Provided material Start Marker

PR #1683, opened 2021-02-17
Added a 'NF_' prefix to env vars in makefile, to prevent clashing with shell env vars.

dflock:
## Description

Added a 'NF_' prefix to env vars in makefile, to prevent clashing with shell env vars.


dylanaraps:
This is intentional.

Provided material End Marker

■ The problem ■
What's needed is every entry, returned word for word.

■ Solution for this problem ■
PR #1683, opened 2021-02-17
Added a 'NF_' prefix to env vars in makefile, to prevent clashing with shell env vars.

dflock:
## Description

Added a 'NF_' prefix to env vars in makefile, to prevent clashing with shell env vars.


dylanaraps:
This is intentional.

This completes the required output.